**What the task requires:**
Stop after the line containing "proxy in ephemeral.": print each line exactly from the first line of the listing up to that point.

**Supplied entries:**
PR #4138, opened 2025-01-29
SWATCH-3147: Configure swatch-producer-aws to use wiremock proxy in ephemeral

Sgitario:
Jira issue: SWATCH-3147

Depends on https://github.com/RedHatInsights/wiremock-consoledot/pull/6

## Description
Configure swatch-producer-aws to use wiremock proxy in ephemeral.
By default, wiremock is configured to keep using the moto instance. 
Only when the usage request contains the text marker "_UseWiremock_" in any field, then the wiremock instance will be used.

## Testing
MR Test: https://gitlab.cee.redhat.com/insights-qe/iqe-rhsm-subscriptions-plugin/-/merge_requests/1021

PR #4145, opened 2025-01-31
SWATCH-3147: Do not overwrite aws marketplace properties in EE

Sgitario:
Jira issue: SWATCH-3147

## Description
This fixes a regression of https://github.com/RedHatInsights/rhsm-subscriptions/pull/4138.
The problem is that the clowder's defined properties overwrite the properties from the application properties.
Let's configure everything (the prod, ee, stage properties) in a single place: the application.properties.

## Testing
CI pipelines must be green


kflahert (approved):

Sgitario:
I'm testing that with these changes and the ones from https://github.com/RedHatInsights/rhsm-subscriptions/pull/4146, we will have a CI green pass. If so, I will merge both PRs at the same time. Adding the on hold label.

**Answer to this problem:**
PR #4138, opened 2025-01-29
SWATCH-3147: Configure swatch-producer-aws to use wiremock proxy in ephemeral

Sgitario:
Jira issue: SWATCH-3147

Depends on https://github.com/RedHatInsights/wiremock-consoledot/pull/6

## Description
Configure swatch-producer-aws to use wiremock proxy in ephemeral.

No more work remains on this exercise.